Problem requirements
Go through the lines below and copy any that hold the string "switch".

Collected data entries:
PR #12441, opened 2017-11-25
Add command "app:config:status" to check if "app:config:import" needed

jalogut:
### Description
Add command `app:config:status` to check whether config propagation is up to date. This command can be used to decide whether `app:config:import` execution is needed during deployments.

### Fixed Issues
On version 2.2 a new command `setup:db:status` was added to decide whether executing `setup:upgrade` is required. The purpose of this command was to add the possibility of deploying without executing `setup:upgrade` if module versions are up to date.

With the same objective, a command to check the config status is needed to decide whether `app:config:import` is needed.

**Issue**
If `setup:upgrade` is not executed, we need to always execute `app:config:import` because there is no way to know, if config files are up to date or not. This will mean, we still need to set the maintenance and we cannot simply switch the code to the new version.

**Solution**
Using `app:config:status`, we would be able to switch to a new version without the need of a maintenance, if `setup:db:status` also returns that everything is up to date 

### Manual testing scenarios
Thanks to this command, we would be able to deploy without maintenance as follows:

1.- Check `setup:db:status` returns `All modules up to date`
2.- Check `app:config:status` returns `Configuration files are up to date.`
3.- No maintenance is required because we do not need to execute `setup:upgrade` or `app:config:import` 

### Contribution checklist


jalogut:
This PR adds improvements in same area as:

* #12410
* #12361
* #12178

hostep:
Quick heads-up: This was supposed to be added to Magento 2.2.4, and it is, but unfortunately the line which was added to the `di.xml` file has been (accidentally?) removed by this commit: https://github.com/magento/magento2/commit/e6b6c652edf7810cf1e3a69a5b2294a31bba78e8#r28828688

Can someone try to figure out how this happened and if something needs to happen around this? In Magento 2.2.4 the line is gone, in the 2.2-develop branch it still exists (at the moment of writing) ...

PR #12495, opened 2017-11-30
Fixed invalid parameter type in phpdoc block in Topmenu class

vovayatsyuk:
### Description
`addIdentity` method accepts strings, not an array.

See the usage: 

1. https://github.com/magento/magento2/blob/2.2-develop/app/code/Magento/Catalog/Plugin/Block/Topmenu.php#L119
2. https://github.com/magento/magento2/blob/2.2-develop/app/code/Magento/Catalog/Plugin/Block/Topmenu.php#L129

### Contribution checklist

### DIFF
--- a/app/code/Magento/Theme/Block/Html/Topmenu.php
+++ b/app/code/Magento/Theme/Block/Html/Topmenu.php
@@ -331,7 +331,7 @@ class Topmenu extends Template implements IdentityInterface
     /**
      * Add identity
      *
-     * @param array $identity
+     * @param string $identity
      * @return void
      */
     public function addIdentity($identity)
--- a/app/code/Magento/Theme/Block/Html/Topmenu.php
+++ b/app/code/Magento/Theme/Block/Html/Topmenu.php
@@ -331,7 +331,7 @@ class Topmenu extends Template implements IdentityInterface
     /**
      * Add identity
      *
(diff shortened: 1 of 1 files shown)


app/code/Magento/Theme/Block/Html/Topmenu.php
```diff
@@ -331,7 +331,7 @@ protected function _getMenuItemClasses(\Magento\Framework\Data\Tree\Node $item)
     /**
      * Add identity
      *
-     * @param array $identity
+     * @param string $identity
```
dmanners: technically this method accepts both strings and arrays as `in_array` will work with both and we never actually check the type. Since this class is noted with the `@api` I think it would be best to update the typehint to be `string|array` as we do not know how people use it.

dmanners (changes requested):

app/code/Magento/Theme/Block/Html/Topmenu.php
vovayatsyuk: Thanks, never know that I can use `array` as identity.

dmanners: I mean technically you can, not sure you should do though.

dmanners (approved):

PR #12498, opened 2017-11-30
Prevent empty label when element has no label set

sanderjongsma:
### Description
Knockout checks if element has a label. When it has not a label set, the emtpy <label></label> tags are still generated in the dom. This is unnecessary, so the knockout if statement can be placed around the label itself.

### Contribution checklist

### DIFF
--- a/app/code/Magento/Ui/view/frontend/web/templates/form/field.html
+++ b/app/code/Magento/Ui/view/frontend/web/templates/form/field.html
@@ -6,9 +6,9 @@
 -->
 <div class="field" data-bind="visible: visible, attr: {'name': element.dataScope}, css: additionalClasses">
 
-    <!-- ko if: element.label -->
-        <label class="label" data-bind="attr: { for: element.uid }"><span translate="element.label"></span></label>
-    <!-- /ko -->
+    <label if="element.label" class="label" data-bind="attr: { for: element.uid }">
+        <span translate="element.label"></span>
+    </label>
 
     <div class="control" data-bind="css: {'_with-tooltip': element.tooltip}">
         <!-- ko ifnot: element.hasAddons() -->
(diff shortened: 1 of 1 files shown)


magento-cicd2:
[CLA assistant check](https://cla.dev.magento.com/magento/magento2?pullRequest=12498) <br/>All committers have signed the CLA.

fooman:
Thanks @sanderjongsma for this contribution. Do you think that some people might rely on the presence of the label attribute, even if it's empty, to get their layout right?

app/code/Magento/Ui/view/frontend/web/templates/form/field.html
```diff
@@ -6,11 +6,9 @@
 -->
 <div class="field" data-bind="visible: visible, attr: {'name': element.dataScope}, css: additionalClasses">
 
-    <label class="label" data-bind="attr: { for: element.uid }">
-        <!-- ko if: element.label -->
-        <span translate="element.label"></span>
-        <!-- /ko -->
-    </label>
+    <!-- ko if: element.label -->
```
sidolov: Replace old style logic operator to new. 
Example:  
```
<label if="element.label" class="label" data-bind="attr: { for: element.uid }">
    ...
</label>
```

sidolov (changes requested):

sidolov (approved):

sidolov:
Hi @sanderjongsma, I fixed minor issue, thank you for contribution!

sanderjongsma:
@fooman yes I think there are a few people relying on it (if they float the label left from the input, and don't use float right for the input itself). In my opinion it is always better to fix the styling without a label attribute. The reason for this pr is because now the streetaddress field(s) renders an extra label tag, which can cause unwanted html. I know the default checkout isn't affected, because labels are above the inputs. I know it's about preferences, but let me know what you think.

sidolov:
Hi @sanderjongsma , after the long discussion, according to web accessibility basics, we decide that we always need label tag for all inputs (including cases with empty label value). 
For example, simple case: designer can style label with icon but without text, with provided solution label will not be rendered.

Your response
If `setup:upgrade` is not executed, we need to always execute `app:config:import` because there is no way to know, if config files are up to date or not. This will mean, we still need to set the maintenance and we cannot simply switch the code to the new version.
Using `app:config:status`, we would be able to switch to a new version without the need of a maintenance, if `setup:db:status` also returns that everything is up to date 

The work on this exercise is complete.